> Supplied entries:
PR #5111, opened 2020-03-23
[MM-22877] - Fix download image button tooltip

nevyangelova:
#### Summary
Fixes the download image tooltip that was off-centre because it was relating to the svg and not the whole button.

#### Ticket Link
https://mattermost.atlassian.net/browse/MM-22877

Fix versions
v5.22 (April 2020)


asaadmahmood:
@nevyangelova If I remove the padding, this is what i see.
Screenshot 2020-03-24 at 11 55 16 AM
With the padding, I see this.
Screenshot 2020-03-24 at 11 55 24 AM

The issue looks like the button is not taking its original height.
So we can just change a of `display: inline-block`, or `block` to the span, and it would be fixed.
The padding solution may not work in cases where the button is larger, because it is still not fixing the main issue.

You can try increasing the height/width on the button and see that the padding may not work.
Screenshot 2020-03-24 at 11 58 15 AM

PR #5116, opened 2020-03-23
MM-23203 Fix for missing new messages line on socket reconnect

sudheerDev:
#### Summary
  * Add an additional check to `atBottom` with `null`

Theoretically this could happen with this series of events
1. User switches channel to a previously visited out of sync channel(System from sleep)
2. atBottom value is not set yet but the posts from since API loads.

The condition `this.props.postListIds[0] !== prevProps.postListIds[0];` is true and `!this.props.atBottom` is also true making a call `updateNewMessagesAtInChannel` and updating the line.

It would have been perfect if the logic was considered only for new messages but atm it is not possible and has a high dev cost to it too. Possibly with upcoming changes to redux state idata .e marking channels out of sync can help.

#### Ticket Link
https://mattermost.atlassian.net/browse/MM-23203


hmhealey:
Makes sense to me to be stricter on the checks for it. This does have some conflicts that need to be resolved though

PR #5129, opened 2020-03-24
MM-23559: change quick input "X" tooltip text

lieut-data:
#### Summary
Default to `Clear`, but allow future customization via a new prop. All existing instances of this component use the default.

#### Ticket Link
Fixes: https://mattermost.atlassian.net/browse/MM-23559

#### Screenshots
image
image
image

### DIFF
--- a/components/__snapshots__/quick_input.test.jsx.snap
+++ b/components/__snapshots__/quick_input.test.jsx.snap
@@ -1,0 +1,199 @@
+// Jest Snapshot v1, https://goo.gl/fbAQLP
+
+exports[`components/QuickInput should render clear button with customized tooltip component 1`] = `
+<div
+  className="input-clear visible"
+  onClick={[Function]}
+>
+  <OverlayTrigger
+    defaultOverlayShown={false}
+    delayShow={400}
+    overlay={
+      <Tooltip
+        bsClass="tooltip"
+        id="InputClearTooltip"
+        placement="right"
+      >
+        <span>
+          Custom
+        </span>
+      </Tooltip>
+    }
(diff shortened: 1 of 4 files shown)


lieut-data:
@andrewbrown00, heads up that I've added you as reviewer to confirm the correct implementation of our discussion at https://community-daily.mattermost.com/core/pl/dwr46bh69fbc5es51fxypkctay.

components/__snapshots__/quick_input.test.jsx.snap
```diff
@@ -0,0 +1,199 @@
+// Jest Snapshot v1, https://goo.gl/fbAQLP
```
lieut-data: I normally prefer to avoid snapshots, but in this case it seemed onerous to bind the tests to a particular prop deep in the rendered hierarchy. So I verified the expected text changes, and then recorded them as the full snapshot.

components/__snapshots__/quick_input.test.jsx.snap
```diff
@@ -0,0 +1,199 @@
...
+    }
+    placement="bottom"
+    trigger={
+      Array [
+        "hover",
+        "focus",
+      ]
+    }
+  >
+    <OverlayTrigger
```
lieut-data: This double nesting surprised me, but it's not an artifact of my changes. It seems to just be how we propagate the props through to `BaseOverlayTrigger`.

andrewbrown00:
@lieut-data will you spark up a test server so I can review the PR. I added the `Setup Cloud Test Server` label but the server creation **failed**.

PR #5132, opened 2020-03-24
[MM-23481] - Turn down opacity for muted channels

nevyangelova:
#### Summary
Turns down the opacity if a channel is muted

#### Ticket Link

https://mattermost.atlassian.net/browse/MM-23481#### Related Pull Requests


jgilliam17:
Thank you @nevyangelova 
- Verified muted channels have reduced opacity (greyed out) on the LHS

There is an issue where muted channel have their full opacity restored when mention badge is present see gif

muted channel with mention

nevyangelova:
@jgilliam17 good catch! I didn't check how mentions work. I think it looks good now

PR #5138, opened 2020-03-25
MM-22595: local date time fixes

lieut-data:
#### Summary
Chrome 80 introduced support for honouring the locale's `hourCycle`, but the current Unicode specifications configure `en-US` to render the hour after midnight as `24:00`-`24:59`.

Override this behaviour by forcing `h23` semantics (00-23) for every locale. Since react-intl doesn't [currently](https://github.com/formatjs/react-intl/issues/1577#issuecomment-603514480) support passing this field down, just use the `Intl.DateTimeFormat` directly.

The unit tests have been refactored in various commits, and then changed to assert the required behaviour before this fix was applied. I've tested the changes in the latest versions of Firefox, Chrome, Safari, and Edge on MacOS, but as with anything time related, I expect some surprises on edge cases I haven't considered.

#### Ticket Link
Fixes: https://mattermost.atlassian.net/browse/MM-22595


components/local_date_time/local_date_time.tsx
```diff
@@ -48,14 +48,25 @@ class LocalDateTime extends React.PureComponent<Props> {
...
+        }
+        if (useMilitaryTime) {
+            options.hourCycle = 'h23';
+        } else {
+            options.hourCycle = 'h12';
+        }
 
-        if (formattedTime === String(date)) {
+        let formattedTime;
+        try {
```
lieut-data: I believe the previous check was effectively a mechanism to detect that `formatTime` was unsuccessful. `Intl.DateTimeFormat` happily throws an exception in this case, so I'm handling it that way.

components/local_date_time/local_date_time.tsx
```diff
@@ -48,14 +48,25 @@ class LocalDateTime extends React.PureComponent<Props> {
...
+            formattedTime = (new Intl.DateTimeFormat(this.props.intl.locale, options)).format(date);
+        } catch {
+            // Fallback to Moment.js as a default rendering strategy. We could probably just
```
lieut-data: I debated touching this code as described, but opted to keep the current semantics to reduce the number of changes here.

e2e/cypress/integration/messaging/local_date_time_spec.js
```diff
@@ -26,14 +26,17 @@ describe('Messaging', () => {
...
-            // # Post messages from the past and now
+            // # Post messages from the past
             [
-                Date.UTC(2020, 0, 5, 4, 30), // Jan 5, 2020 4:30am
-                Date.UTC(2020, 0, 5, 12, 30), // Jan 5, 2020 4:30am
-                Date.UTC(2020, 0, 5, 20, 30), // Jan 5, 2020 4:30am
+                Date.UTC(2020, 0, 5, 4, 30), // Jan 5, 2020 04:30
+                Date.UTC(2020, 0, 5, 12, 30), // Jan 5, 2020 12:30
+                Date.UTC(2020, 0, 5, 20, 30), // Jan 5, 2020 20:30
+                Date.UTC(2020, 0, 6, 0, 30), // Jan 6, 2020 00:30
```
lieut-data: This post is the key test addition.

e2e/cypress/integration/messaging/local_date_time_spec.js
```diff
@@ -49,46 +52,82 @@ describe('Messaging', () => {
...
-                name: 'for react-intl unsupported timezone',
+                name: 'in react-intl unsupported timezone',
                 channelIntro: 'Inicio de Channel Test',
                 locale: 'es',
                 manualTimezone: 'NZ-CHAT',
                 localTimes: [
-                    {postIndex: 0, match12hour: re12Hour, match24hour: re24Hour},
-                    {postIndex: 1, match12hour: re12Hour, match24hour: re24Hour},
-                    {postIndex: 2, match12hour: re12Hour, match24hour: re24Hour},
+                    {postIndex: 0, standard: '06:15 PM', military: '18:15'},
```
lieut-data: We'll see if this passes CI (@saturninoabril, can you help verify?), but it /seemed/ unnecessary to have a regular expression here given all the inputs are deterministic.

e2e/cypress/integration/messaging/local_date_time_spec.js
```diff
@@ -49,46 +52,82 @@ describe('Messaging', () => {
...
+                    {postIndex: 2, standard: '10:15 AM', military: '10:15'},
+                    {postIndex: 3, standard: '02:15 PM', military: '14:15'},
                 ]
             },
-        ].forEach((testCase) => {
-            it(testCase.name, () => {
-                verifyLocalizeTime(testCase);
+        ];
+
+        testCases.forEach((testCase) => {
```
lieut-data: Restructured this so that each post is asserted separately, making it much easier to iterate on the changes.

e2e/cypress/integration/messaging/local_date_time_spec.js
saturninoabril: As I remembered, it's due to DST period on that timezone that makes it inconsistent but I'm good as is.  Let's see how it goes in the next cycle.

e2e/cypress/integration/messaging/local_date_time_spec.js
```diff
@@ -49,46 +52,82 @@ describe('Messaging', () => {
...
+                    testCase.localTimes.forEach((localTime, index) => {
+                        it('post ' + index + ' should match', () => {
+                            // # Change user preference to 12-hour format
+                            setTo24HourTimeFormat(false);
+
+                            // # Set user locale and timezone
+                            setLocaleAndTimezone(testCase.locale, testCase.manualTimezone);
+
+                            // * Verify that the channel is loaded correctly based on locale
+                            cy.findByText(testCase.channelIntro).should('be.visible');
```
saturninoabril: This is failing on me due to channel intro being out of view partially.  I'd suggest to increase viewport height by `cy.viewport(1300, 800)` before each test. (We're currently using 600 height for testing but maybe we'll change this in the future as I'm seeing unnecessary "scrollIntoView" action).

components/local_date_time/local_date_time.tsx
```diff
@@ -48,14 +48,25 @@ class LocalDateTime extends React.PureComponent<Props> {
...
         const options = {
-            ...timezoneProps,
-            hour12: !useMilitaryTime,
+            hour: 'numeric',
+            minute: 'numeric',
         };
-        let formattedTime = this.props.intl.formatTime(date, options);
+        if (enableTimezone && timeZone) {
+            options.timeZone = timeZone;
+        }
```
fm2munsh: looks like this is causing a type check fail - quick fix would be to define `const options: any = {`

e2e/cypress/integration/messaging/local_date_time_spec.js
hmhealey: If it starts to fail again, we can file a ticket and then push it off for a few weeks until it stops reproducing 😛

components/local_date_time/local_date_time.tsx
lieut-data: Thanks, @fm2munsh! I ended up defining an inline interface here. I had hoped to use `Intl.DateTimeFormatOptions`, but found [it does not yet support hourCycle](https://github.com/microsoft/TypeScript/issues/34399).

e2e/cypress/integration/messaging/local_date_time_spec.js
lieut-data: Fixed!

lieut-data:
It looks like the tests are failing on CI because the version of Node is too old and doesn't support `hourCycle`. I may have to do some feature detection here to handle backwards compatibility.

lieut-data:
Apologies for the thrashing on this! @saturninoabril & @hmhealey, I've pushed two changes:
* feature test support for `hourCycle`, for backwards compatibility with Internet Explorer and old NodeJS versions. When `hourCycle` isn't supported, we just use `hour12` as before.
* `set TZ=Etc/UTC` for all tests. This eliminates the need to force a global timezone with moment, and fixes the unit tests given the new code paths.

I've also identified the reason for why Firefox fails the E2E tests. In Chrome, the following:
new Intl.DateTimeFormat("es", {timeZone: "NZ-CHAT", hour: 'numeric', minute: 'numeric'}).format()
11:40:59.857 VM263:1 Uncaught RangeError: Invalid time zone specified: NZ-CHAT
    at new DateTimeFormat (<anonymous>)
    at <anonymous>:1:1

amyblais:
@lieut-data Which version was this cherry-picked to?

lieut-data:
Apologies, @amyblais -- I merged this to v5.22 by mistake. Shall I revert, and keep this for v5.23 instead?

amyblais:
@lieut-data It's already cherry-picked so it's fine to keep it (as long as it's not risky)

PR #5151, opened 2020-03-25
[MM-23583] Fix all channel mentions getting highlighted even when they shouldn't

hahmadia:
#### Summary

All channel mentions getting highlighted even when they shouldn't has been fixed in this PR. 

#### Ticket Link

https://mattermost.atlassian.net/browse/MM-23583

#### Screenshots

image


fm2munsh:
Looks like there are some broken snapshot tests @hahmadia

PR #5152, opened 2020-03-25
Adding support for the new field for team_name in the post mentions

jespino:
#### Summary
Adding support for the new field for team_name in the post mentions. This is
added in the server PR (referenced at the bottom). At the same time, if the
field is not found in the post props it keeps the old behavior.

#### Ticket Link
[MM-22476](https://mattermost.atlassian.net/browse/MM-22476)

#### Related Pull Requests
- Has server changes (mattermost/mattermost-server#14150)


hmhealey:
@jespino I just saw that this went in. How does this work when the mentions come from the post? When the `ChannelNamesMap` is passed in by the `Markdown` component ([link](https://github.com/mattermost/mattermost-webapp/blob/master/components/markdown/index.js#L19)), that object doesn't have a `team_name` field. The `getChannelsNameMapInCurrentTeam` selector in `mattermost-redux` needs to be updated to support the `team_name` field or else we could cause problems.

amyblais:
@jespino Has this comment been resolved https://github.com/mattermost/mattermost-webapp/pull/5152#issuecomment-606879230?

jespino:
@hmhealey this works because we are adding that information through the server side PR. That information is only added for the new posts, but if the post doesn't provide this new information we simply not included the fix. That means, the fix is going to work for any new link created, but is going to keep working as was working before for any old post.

> Exercise:
From the top of the material above, print every line exactly, ending with the line that holds "Screenshot 2020-03-24 at 11 55 24 AM".

> Response:
PR #5111, opened 2020-03-23
[MM-22877] - Fix download image button tooltip

nevyangelova:
#### Summary
Fixes the download image tooltip that was off-centre because it was relating to the svg and not the whole button.

#### Ticket Link
https://mattermost.atlassian.net/browse/MM-22877

Fix versions
v5.22 (April 2020)


asaadmahmood:
@nevyangelova If I remove the padding, this is what i see.
Screenshot 2020-03-24 at 11 55 16 AM
With the padding, I see this.
Screenshot 2020-03-24 at 11 55 24 AM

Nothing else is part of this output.